Dato’ Dr. M. Jegathesan or people would also know as Jegathesan Manikavasagam is actually often referred to as the Flying Doctor of Malaysia for his own athletic achievements in Asia, despite being firstly a medical student and then a doctor. He was such an icon in the 1960s, regarded as the “Golden Era” of Malaysian athletics. In his own heyday, he was regarded as the fastest man in Asia. He served the government health service for a total of 32 years including the posts of Director of the Institute for Medical Research and Deputy Director-General of the Ministry of Health.
In the year 1966, he proudly earned the accolade of being the fastest man in Asia by winning a total of three gold medals at the Bangkok Asian Games in the 100 m, 200 m, and also 400 m events. At the Kingston Commonwealth Games in 1966, Dr. Jega became the first Malaysian to qualify for the final of the 220-yard race. Forty years later, Dr. Jegathesan had become an accomplished athlete, well-known doctor, researcher, and also made the country proud.

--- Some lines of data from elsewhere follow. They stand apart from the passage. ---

PR #19, opened 2017-03-03
Expose pipe delimiting logic so that it can be used elsewhere (e.g. w…

zentron:
…hen trying to access the raw columns in db update scripts).

Also didnt seem like the HashSetReaderWriter is really needed since its covered by the existing one for referencecollections

### DIFF
--- a/source/Nevermore/Mapping/ReferenceCollectionReaderWriter.cs
+++ b/source/Nevermore/Mapping/ReferenceCollectionReaderWriter.cs
@@ -1,4 +1,5 @@
 
+using System.Collections.Generic;
 using System.Linq;
 
 namespace Nevermore.Mapping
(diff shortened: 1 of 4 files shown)


source/Nevermore/Mapping/ReferenceCollectionReaderWriter.cs
```diff
@@ -15,20 +16,28 @@ public override object Read(object target)
...
             if (collection == null)
             {
                 base.Write(target, collection = new ReferenceCollection());
             }
 
-            collection.ReplaceAll(valueAsString.Where(item => !string.IsNullOrWhiteSpace(item)));
+            collection.ReplaceAll(Parse(value?.ToString()));
+        }
+
+        public static IEnumerable<string> Parse(string value)
```
droyad: What about putting these into a class under `Util` named `CollectionToPipeConverter` or something?

zentron: if you'd prefer. I like having it close to where its used unless it makes sense to seperate rather than for the sake of separation.

PR #21, opened 2017-03-29
Use a static ILog instance for perf

michaelnoonan:
Profiling shows a high JIT cost to creating a new typed-ILog instance per dependency. The logging framework itself is thread-safe so we should just use a static typed-ILog instance.


michaelnoonan:
I thought I already covered all 3 places? :)

michaelnoonan:
Two of them turn up in the hot call chain

PR #22, opened 2017-03-30
Converting projects to new msbuild

johnsimons:
Had a go at doing the conversion, not sure what I missed!

@droyad can you review this ?


droyad:
I'd expect changes to the sln file, the tests and build. Did you have a look at this PR?https://github.com/OctopusDeploy/Halibut/pull/31

johnsimons:
I will @droyad, thanks

johnsimons:
@droyad @slewis74 @alfhenrik this should now be complete.
I have upgraded the cake build script.
I have updated some dependencies.

The test projects need to be net452 now because for xunit2 that is the minimum.

johnsimons:
For some reason the build server doesn't seem to have any compatible agent!

matt-richardson:
@johnsimons I changed the agent requirements to `agentType = Build-VS2017`, and its now kicked building.

johnsimons:
Thanks @matt-richardson 

So it looks like TC is looking in `C:\Program Files (x86)\Microsoft Visual Studio\2017\Community\MSBuild\Sdks\Microsoft.NET.Sdk\Sdk\` instead of `C:\Program Files (x86)\Microsoft Visual Studio\2017\BuildTools\MSBuild\15.0`

johnsimons:
This is the issue https://developercommunity.visualstudio.com/content/problem/25594/visual-studio-build-tools-2017-is-missing-msbuild.html

droyad:
Sorry, just saw this convo. We should be using the `DotNetCore` tooling to build these projects, then VS 2017 isn't needed, same as Halibut. Pushed up the changes in the build file, and it looks good now.

johnsimons:
@droyad  Any idea why NUnit report is still being used - https://build.octopushq.com/viewLog.html?buildId=189335&buildTypeId=OctopusDeploy_LIbraries_Nevermore&tab=buildLog#_focus=104 ?

johnsimons:
@droyad regarding using `DotNetCore` I guess we have to for now, but in the future MS is getting rid of it, msbuild for everything, so we need to fix our agents

droyad:
I don't believe that is the case, link? `dotnet` is here to stay.

johnsimons:
That is not my understanding hence the move to csproj vs project.json,  and msbuild.exe vs dotnet.exe and even ms converting msbuild to multi plat. anyway I think for now we are safe

johnsimons:
So do we disable the nunit test reporter in TC feature ?

PR #26, opened 2017-06-23
Normalize spaces in parameter names

tothegills:
IN queries will add parameter names with spaces  eg `@foo 1` which will break the query.  This normalizes spaces in parameter names.


tothegills:
I think strip as we come across them, performance is a big issue.

Issue #34, opened 2018-01-02
Where IN empty list generates invalid Sql


benPearce1:
```
var projectIds = new List<string>();
projects = transaction.Query<Project>()
                                      .Where("Id", SqlOperand.In, projectIds);
```

Results in the following error:
```
{
  "ErrorMessage": "Exception occured while executing a reader for `SELECT * FROM dbo.[Project] WHERE ([Id] IN ()) ORDER BY [Id]`\r\nSQL Error 102 - Incorrect syntax near ')'."
}
```

PR #35, opened 2018-01-02
Better support for WHERE IN against an empty list

benPearce1:
Fixes https://github.com/OctopusDeploy/Nevermore/issues/34


benPearce1:
The Cake.FileHelpers were not being used in the script, but were referenced in the header without specifying a version number. The latest update was not compatible with the Nevermore target framework (i think it is net451 or net45) and specifying the version wasn't working. Script didn't require it anyway.

PR #36, opened 2018-02-19
Allow 1st class subtyping

zentron:


source/Nevermore.IntegrationTests/IntegrationTestDatabase.cs
```diff
@@ -83,7 +83,7 @@ RelationalStore BuildRelationalStore(string connectionString, double chaosFactor
                 ? (ISqlCommandFactory)new ChaosSqlCommandFactory(new SqlCommandFactory(), chaosFactor)
                 : new SqlCommandFactory();
 
-            return new RelationalStore(connectionString ?? TestDatabaseConnectionString, TestDatabaseName, sqlCommandFactory, Mappings, new JsonSerializerSettings(), new EmptyRelatedDocumentStore());
+            return new RelationalStore(connectionString ?? TestDatabaseConnectionString, TestDatabaseName, sqlCommandFactory, Mappings, new JsonSerializerSettings(){ TypeNameHandling = TypeNameHandling.Auto }, new EmptyRelatedDocumentStore());
```
zentron: More closely mimics how we use it in Octopus (wanted to make sure that the `$type` property no longer appears in the `JSON` field)

PR #39, opened 2018-02-28
Build queries using an AST and extend query building features

TomPeters:
# Goals
There are 3 main goals I am trying to address with this change:

1. We want to be able to build queries for creating Stored Procedures, Functions, and Views
2. We want to be able to use some more of the features in SQL server
3. We want to make it a bit easier to extend the behaviour of query generation so that we can inject some application-specific business logic into the process

## AST
Extending our query generation code proved to be very difficult in its current form. This PR replaces a lot of the query generation code with an AST which can be used to perform the query generation. The idea is that this new structure is much easier to extend. 

For example, explicit table/subquery aliasing was very difficult to add to the old query generation code. It was much easier to add now that there is an AST to back our query.

All parts of the AST are in the `AST` namespace. The AST is immutable. 

## `IQueryBuilder`
Unfortunately, the `IQueryBuilder` is mutable, and usages of it in other projects rely on the fact that it is mutable, so this is unchanged.

The old model was: `IQueryBuilder` deletages to `SqlQueryGenerator`. `SqlQueryGenerator` was stateful and built up string expressions of parts of the query as it went. At the end, it would plug the main parts of the query together when you are ready to perform a query. All state was stored in `SqlQueryGenerator`.

In the new model we still have an `IQueryBuilder`, which delegates to an `ISelectBuilder` (there are multiple implementations). `ISelectBuilder` stores all state required to build an `ISelect`, which is a root node of the AST that represents a single "select" sql statement. Not all state is stored in the `ISelectBuilder`: Parameters are stored directly on the `IQueryBuilder`, since parameter value are not required in order to build an `ISelect`, but are only required at execution time.

There is some more type safety around what operations you can perform on the `IQueryBuilder`, implemented by sub-types of `IQueryBuilder`. For example, the `On` method can only be called on the `IJoinSourceQueryBuilder`, and you can only get access to the `IJoinSourceQueryBuilder` by calling `Join` on an `IQueryBuilder`. This keeps the typing a bit stricter and prevents needing to handle more edge cases in the code. It also forces the usage to be clearer and less ambiguous (eg the `On` keyword must apply to the specific `Join` that was _just_ added to the query).

## Deletes
In the old code, you could call `.Delete()` at the end of any query. There were a number of things you could do during query generation that meant that the delete query would be invalid, or throw an exception. I have replaced this with a separate query builder just for deletes, which is a stripped down version of the normal query builder. This restricts what you can do with the delete query builder to only valid operations, which will make it much easier to achieve goal 3 ☝️.

## Stored Procs / Functions
Previously, we just had parameters for queries. They had names and values. Nice and simple.

Now it is more complex: If you are creating a stored proc, then you still have parameters, but they don't have values, they only have a name. But they also now must come with a data type as well in this case, and they can also come with a default value. This is all now supported, but one consequence is that I have rename `CommandParameters` (which represented the parameter values only) to `CommandParameterValues` in order to differentiate them from the parameters without values (`Parameters`) and their default values (`ParameterDefaults`).

## Table aliasing
We rely more now on generating aliases for subqueries (this seemed fairly limited before). Previously this was done by producing a random string, but this breaks caching in sql server, so the process is now deterministic for the same query.

## Breaking changes

- Some operations (like joining) create a new `IQueryBuilder` and `ISelectBuilder` and therefore do not continue to mutate the original query builder. This is mostly isolated to things that change the "source" of a query (like joins/subqueries). There are only a limited number of usages in our code of joins that will need to be manually checked and possibly changed.
- Type names changed / new types
    - `IQueryBuilder` has more sub-types, but most code should be unaffected, and any code that is simply chaining queries will be unaffected
    - `CommandParameters` renamed to `CommandParameterValues`
- `Delete` removed from `IQueryBuilder`
- Generated SQL is formatted differently
- Generated SQL may actually be different for more complex queries, but should produce the same result
- Some edge cases for nested queries/joins handled a little differently (and in a more predictable way now IMO), for example see `ShouldGenerateSelectForComplicatedSubqueryJoin`, where the explicit `.OrderBy("Id")` call was applied to the end of the whole query, instead of against the subquery against which it was specified.
- Some ways in which you could invoke the query builder are now not possible. For example
`transaction.Query<MyDocument>().Where("foo = 1").View("SomeView")` will no longer compile, and needs to be replaced with `transaction.Query<MyDocument>().View("SomeView").Where("foo = 1")`
- Order By column names are always escaped in sql. Previously you could do `OrderBy("[Id]")` but now this is invalid, because it will be double escaped in sql (this same code will now end up as `ORDER BY [[Id]]`)
- The new public method on `IRelationalTransaction` to initiate a query is `.TableQuery<TDocument>()`. This allows you to edit the `FROM {table}` part of the query. Most existing places that are doing `transaction.Query<TDocument>()` will now go through an extension method. This extension method uses a tiny hack to force the query builder to be stateful (with respect to adding `Where` statements etc) from the very beginning. This was the only reliable way I could come up with to make sure I did not break anything. The places that use the `.Query<TDocument>()` extension method can't change the "table" part of the query, and those few places need to be updated to use `.TableQuery<TDocument>()`.
- Table alias generator is shared across a single transaction. So multiple queries in the same transaction could affect each other in terms of the aliases generated.


TomPeters:
[Update stored procs/functions/views](https://trello.com/c/9VpKPCrq/35-update-stored-procs-functions-views)

source/Nevermore/AST/Select.cs
```diff
@@ -0,0 +1,26 @@
...
+        public Select(IRowSelection rowSelection, ISelectColumns columns, ISelectSource from, Where where, OrderBy orderBy)
+        {
+            this.rowSelection = rowSelection;
+            this.columns = columns;
+            this.from = from;
+            this.where = where;
+            this.orderBy = orderBy;
+        }
+
+        public string GenerateSql()
```
droyad: It would be nice if `ToString` was overridden to point at `GenerateSql`, that way you can see the query easily in the debugger. `DebuggerView` could also be used to show the main properties of each type, again to help debugging when viewing the AST.

source/Nevermore/SelectBuilder.cs
```diff
@@ -0,0 +1,232 @@
...
+        protected override ISelectColumns DefaultSelect => new SelectAllFrom(From.Source.Alias);
+
+        protected override IEnumerable<OrderByField> GetDefaultOrderByFields()
+        {
+            yield return new OrderByField(new TableColumn(new Column("Id"), From.Source.Alias));
+        }
+
+        public override void AddWhere(UnaryWhereParameter whereParams)
+        {
+            WhereClauses.Add(new UnaryWhereClause(new AliasedWhereFieldReference(From.Source.Alias, new WhereFieldReference(whereParams.FieldName)),
```
droyad: You've built a nice immutable AST, but then suddenly here we fall back into a mutable list. I think we should go one step further and make a Query AST object that encapsulates the whole query (Select, From, Where and OrderBy). This single root object is then wrapped by the QueryBuilder to provide a nicer interface/backwards compatibility.

source/Nevermore/IQueryBuilder.cs
```diff
@@ -1,40 +1,85 @@
...
+        ISubquerySource AsSource();
+        ISubquerySourceBuilder<TRecord> Alias(string subqueryAlias);
+    }
+
+    public interface IJoinSourceQueryBuilder<TRecord> : IQueryBuilder<TRecord> where TRecord : class
+    {
+        IJoinSourceQueryBuilder<TRecord> On(string leftField, JoinOperand operand, string rightField);
+    }
+
+    public interface IQueryBuilder<TRecord> where TRecord : class
```
droyad: How hard would it be to add an immutable QueryBuilder?

source/Nevermore/IQueryBuilder.cs
```diff
@@ -1,40 +1,85 @@
...
+    {
         IQueryBuilder<TRecord> Where(string whereClause);
-        IQueryBuilder<TRecord> Where(string fieldName, SqlOperand operand, object value);
-        IQueryBuilder<TRecord> Where(string fieldName, SqlOperand operand, object startValue, object endValue);
-        IQueryBuilder<TRecord> Where(string fieldName, SqlOperand operand, IEnumerable<object> values);
-        
+        IQueryBuilder<TRecord> WhereParameterised(string fieldName, UnarySqlOperand operand, Parameter parameter);
```
droyad: Why change the name of this method? Isn't it going to make it harder to update all the code that uses it?

I'm also not sure what you mean by `Parameterised` as `Where(string)` can also (and usually is) parameterised

source/Nevermore/IQueryBuilder.cs
```diff
@@ -1,40 +1,85 @@
...
+        IQueryBuilder<TRecord> WhereParameterised(string fieldName, BinarySqlOperand operand, Parameter startValueParameter, Parameter endValueParameter);
+        IQueryBuilder<TRecord> WhereParameterised(string fieldName, ArraySqlOperand operand, IEnumerable<Parameter> parameterNames);
+
         IOrderedQueryBuilder<TRecord> OrderBy(string orderByClause);
         IOrderedQueryBuilder<TRecord> OrderByDescending(string orderByClause);
+        IQueryBuilder<TRecord> IgnoreDefaultOrderBy();
```
droyad: Is this needed? Previously we had a default orderby (`ID`) that was used if the user didn't specify an `OrderBy`. This method implies the new behaviour that it always adds `ID` to the order by unless you call this method.

I can't think of a situation where you want to not have an order by

source/Nevermore/IQueryBuilder.cs
```diff
@@ -1,40 +1,85 @@
...
 
-        IQueryBuilder<TRecord> Join(IJoin join);
-        IQueryBuilder<TRecord> Parameter(string name, object value);
-        IQueryBuilder<TRecord> LikeParameter(string name, object value);
-        IQueryBuilder<TRecord> LikePipedParameter(string name, object value);
-        IQueryBuilder<TRecord> View(string viewName);
-        IQueryBuilder<TRecord> Table(string tableName);
-        IQueryBuilder<TRecord> Hint(string tableHint);
-        IQueryBuilder<TRecord> NoLock();
+        IQueryBuilder<TRecord> Column(string name);
```
droyad: Since this is interface most likely encountered by the consumer, some XML doc should be added. I'm unsure at first glance what this method does.

source/Nevermore/IQueryBuilder.cs
```diff
@@ -1,40 +1,85 @@
...
+        IQueryBuilder<TRecord> Column(string name, string columnAlias);
+        IQueryBuilder<TRecord> Column(string name, string columnAlias, string tableAlias);
+        IQueryBuilder<TRecord> AllColumns();
```
droyad: Isn't this the default? What does this method end up being used for?

source/Nevermore/IQueryBuilder.cs
```diff
@@ -1,40 +1,85 @@
...
         bool Any();
         TRecord First();
         IEnumerable<TRecord> Take(int take);
         List<TRecord> ToList(int skip, int take);
         List<TRecord> ToList(int skip, int take, out int totalResults);
         List<TRecord> ToList();
-        void Delete();
         IEnumerable<TRecord> Stream();
         IDictionary<string, TRecord> ToDictionary(Func<TRecord, string> keySelector);
+        Parameters Parameters { get; }
```
droyad: This and the property below are mutable. Is the intention that the consumer add their own parameters directly to these collections?

source/Nevermore/IQueryBuilder.cs
droyad: Adding the lambda syntax to this method would be super useful `query.Column(q => q.Name)`

source/Nevermore/QueryBuilderWhereExtensions.cs
```diff
@@ -1,40 +1,58 @@
...
+using System.Collections;
+using System.Collections.Generic;
 using System.Linq;
 using System.Linq.Expressions;
 using System.Reflection;
+using Nevermore.AST;
 
 namespace Nevermore
 {
+    public enum SqlOperand
```
droyad: Should this be removed as it has been superseded? It should be easy to find-replace instances of this.

source/Nevermore/UnaryWhereParameter.cs
```diff
@@ -0,0 +1,57 @@
+﻿using System.Collections.Generic;
```
droyad: Filename doesn't reflect that there are multiple classes here. Split out each class into a file (preferred) or rename the file.

source/Nevermore/TableAliasGenerator.cs
```diff
@@ -0,0 +1,24 @@
...
+
+    public class TableAliasGenerator : ITableAliasGenerator
+    {
+        int tableCount = 0;
+
+        public string GenerateTableAlias(string tableName = null)
+        {
+            // Return a predictable alias so we don't blow out SQL's query-plan cache.
+            tableCount++;
+            return $"ALIAS_{AliasLabel(tableName)}_{tableCount}";
```
droyad: I can't find any tests that show the SQL generated by this

source/Nevermore.Tests/QueryBuilderFixture/QueryBuilderFixture.ShouldGenerateSelectForComplicatedSubqueryJoin.approved.txt
```diff
@@ -1,4 +1,3 @@
-SELECT t1.* FROM (SELECT * FROM dbo.[Orders]) t1
-INNER JOIN (SELECT * FROM dbo.[Customers] WHERE (IsActive = 1)) t2 ON t1.[CustomerId] = t2.[Id] AND t1.[Owner] = t2.[Owner]
-INNER JOIN (SELECT * FROM dbo.[Accounts] WITH (UPDLOCK)) t3 ON t1.[AccountId] = t3.[Id]
-ORDER BY t1.[Id]
\ No newline at end of file
+SELECT t2.* FROM dbo.[Orders] t2
+INNER JOIN (SELECT * FROM dbo.[Customers] WHERE (IsActive = 1) ORDER BY [Id]) t1 ON t2.[CustomerId] = t1.[Id] AND t2.[Owner] = t1.[Owner]
```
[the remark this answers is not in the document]
TomPeters: In the test method, this subquery is generated by:

```
            var customers = CreateQueryBuilder<IDocument>("Customers")
                .Where("IsActive = 1")
                .OrderBy("Id");
```

So the order by is only added to this subquery because the consumer explicitly added it there. I can rename it to something other than `Id` though to make it clearer that it is not coming from the default order by clause.

source/Nevermore/IQueryBuilder.cs
TomPeters: I think that would be very easy :)

source/Nevermore/IQueryBuilder.cs
TomPeters: One of the aims is to be able to to use this query builder for stored procs / functions. Which means `Parameter` is a little bit overloaded. It means
1. The `@` parameter in the sql query string
2. The actual value associated with the `@` parameter that gets used at execution time

For 1. we need a way of parameterizing the sql query without providing a value (existing code makes you always provide a value). The new method `WhereParameterised` allows you to specify a where clause with a parameter but __without__ a value.

Any existing usages will switch to using extension methods, so don't need to change at all, and these extension method are implemented by:
1. Calling `WhereParameterised` (which allows us to share the same code for parameterising where clause in stored procs and normal queries)
2. Adding the actual parameter value to the `CommandParameterValues` collection

I imagine that it is mostly Stored Procs and Functions that would use `WhereParameterised` directly instead of the `Where` extension methods, so one reason that I named this method `WhereParameterised` was to make it distinct from `Where` and discourage people from using it in normal queries.

source/Nevermore/IQueryBuilder.cs
TomPeters: I believe that some of our stored procs do not have a default order by. For example, the dashboard query.

source/Nevermore/IQueryBuilder.cs
TomPeters: Yes this is the default, but only if you haven't specified anything else. So if you want to select all columns (i.e. `*`) and also something else (eg `Row_Number()`), then you need to explicitly specify that you want `AllColumns`.

Kind of the same as order by: if you want to order by `Foo` then by `Id`, you still need to explicitly add the `.OrderBy("Id")` even though `Id` is the default order by.

source/Nevermore/IQueryBuilder.cs
TomPeters: No, consumers should not add directly to these collections. I exposed these because I need them to be public in order to create stored procs / views / functions in extension methods. I'm thinking that maybe these should actually be instance methods on the query builder to avoid `Parameters` being made public. Alternatively, I can expose `Parameters` immutably.

source/Nevermore/QueryBuilderWhereExtensions.cs
TomPeters: Yes I only left it for backwards compatibility. Happy to remove it though.

source/Nevermore/TableAliasGenerator.cs
TomPeters: We are mocking out the `ITableAliasGenerator` in `QueryBuilderFixture`. I presume this was done before because it used to generate random strings in some cases and we needed it to be predictable for the tests.

I'll change this to use the concerete `TableAliasGenerator` so that it covers this logic as well.

source/Nevermore/SelectBuilder.cs
TomPeters: That's basically what the `ISelectBuilder` is. It's not part of the AST. It has mutable objects that represent Where, OrderBy and Select. From is a slightly more complicated so happens to be immutable. 

Maybe I'm not understanding you correctly.

source/Nevermore/IQueryBuilder.cs
droyad: You could make it `internal` if the extension methods are in the same assembly.

source/Nevermore.Tests/QueryBuilderFixture/QueryBuilderFixture.ShouldGenerateSelectForComplicatedSubqueryJoin.approved.txt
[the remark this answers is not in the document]
droyad: Ah right, nevermind then

source/Nevermore/IQueryBuilder.cs
TomPeters: True, I suppose that's the easiest option

TomPeters: Actually this doesn't work. It is just an interface, so you can't make it internal.

source/Nevermore.Tests/Nevermore.Tests.csproj
```diff
@@ -1,5 +1,4 @@
 ﻿<Project Sdk="Microsoft.NET.Sdk">
-
   <PropertyGroup>
```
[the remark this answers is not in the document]
TomPeters: Done

source/Nevermore/Nevermore.csproj
```diff
@@ -1,5 +1,4 @@
 ﻿<Project Sdk="Microsoft.NET.Sdk">
-
```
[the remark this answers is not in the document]
TomPeters: Done

source/Nevermore.Tests/QueryBuilderFixture/QueryBuilderFixture.ShouldGenerateSelectForComplicatedSubqueryJoin.approved.txt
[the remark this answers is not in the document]
TomPeters: I have changed the field name

source/Nevermore/AST/Select.cs
TomPeters: Done. I only added `ToString` - this felt the most efficient summary of the properties on each AST node anyway, so I didn't think anything more was required in most cases.

source/Nevermore/IQueryBuilder.cs
TomPeters: Done

source/Nevermore/TableAliasGenerator.cs
TomPeters: Done

source/Nevermore/UnaryWhereParameter.cs
TomPeters: Done

source/Nevermore/IQueryBuilder.cs
droyad: Should we add it from the get go?

source/Nevermore/SelectBuilder.cs
droyad: Perhaps I missed it in the code, but is there an object in the AST that represents the Query itself? i.e I can get a reference to that object and see the whole query end to end?

source/Nevermore/IQueryBuilder.cs
TomPeters: Personally I would rather add it later to limit the scope of work. It is a non breaking change so can be in a minor version release. But open to being convinced otherwise.

source/Nevermore/IQueryBuilder.cs
droyad: `Where(string fieldName, SqlOperand operand, object value)` and `Where(string fieldName, SqlOperand operand, IEnumerable<object> values)` should quite commonly used since we introduced them. We've been encouraging people to steer away from `Where(string)` as the former can be strongly typed and automatically hook up the right parameters, eg `Where(nameof(Project.Name), SqlOperand.Equals, "foo")`

source/Nevermore/SelectBuilder.cs
TomPeters: Yep, the root of the AST is the `Select` class.

source/Nevermore/IQueryBuilder.cs
droyad: They are rather the exception as the Sprocs/views do ordering internally

droyad: Also if there is no ordering currently, I see no harm in ordering by `ID`

source/Nevermore/QueryBuilderWhereExtensions.cs
droyad: Probably for the better to reduce confusion given the ease and reliability of conversion

source/Nevermore/IQueryBuilder.cs
TomPeters: Fair enough, I'll remove this :+1:

source/Nevermore/IQueryBuilder.cs
TomPeters: Yep, and I haven't made any changes to that. People can still create Where expressions with `Where(string)` if they want to shoot themselves in the foot, or they can use extension methods like `Where(string fieldName, SqlOperand operand, object value)`

source/Nevermore/QueryBuilderWhereExtensions.cs
TomPeters: :+1: The only problem is `Contains`, `StartsWith` and `EndsWith` which was some sugar that we added on top of sql (change the way we formatted the parameter values, rather than changing the actual sql query). I should be able to migrate this to using the new linq expression extension methods though.

source/Nevermore/IQueryBuilder.cs
TomPeters: I'm thinking of leaving these as is. Moving stored procs / views / functions to instance methods doesn't mean that I can remove these, because there are other places that need them. For example, you still need to copy them to a new query builder by accessing them through the public `IQueryBuilder` interface when you add a join to your query.

The other option (changing the types exposed here to be immutable) doesn't feel like it adds a lot of value to me because we are already cloning the objects when you access these public properties. So as a consumer, you are unable to affect the query by mutating these objects.

source/Nevermore/QueryBuilderWhereExtensions.cs
TomPeters: Done

source/Nevermore.Tests/QueryBuilderFixture/QueryBuilderFixture.ShouldGenerateSelectForComplicatedSubqueryJoin.approved.txt
```diff
@@ -1,4 +1,3 @@
...
+INNER JOIN (SELECT * FROM dbo.[Accounts] WITH (UPDLOCK)) t3 ON t2.[AccountId] = t3.[Id] ORDER BY t2.[Id]
```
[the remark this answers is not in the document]
TomPeters: Done. I added quite a bit of formatting (not just to order by) so everything should read much nicer now.

source/Nevermore/IQueryBuilder.cs
TomPeters: Done

source/Nevermore/IQueryBuilder.cs
TomPeters: Done

TomPeters:
Added a new breaking change to the description:
Order By column names are always escaped in sql. Previously you could do OrderBy("[Id]") but now this is invalid, because it will be double escaped in sql (this same code will now end up as ORDER BY [[Id]])

TomPeters:
I've updated Octopus server here: https://gist.github.com/TomPeters/2864429f7da7c2dddaf870b34a59fe1b

TomPeters:
I've updated octopus server here: https://github.com/OctopusDeploy/OctopusDeploy/pull/1940 and from my manual testing, everything appears to be working correctly and all (non-flaky) tests are passing.

I did find a couple of issues during testing that I have resolved. The good news is that these issues were really obvious and generally broke lots of things, so were easy to discover, and were also caught by tests.

TomPeters:
I had broken the following scenario:

```
var foo = transaction.Query<Foo>().Where(...);
var bar = transaction.Query<Bar>().Where(...)
    .Join(foo.Subquery()).On(...);
```

You would expect the generated query to be something like
```
SELECT * FROM (SELECT * FROM dbo.[Foo] WHERE ...) ALIAS_GENERATED_1
INNER JOIN (SELECT * FROM dbo.[Bar] WHERE...) ALIAS_GENERATED_2 ON ...
```

Except instead, both of the subqueries were being generated with the same alias: `ALIAS_GENERATED_1`. This of course caused an execution time error.

The reason was because each of these subqueries originated from their own `QueryBuilder`, each of which had its own instance of `TableAliasGenerator`. And each instance of `TableAliasGenerator` has state that it relies on to generate unique aliases.

So to fix this, I have moved the instance of `TableAliasGenerator` to instead be stored on the `RelationalTransaction`. Which means that if you were to now do:

```
transaction.Query<Foo>().Subquery().ToList();
transaction.Query<Bar>().Subquery().ToList();
```

Then this would generate the following two sql queries:
`SELECT * FROM (SELECT * FROM dbo.[Foo]) ALIAS_GENERATED_1`
`SELECT * FROM (SELECT * FROM dbo.[Bar]) ALIAS_GENERATED_2`

So the queries generated within the same transaction could affect each other in terms of the aliases in each query. This feels ok to me, because we should generally be generating the same set of queries for the same type of transaction, so the aliases should still be consistent across different transactions doing the same type of operation.

TomPeters:
@droyad Could you have another look at this PR now? I think I've address all of your original comments, fixed any bugs that I've found and integrated it into Octopus Server and done some testing. Everything appears to be working nicely as far as I can tell.

TomPeters:
[Nevermore refactor](https://trello.com/c/Ast1kpxM/71-nevermore-refactor)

Dato’ Dr. M. Jegathesan has competed in three consecutive Olympics, namely Rome in 1960, Tokyo in 1964, and also Mexico in the year 1968. Dr. Jega also has the distinction of appearing in two 200 m semi-finals in the Olympics and his time of 20.92 s, set in 1968 at the Mexico Olympics, still remains intact in the Malaysian athletics records book. His own 200m national record in the year 1968 is probably the oldest in the records books but as much as he would love to see his record remain unbroken, he really hopes that all the Malaysian athletes would strive harder to not only smash his record but also reinstate the country’s status as a leading power in athletics, just like in the 1960s.
He was conferred the Dato’ Paduka Mahkota Perak honorary award by the Sultan of Perak in 1992, which carries the title Dato’. In addition, he also received the National Science Award in the year 1995 for his own achievement in discovering a bacterium in 1993, which was named after him. That is the bacillus thuringiensis Sorovar Jegathesan.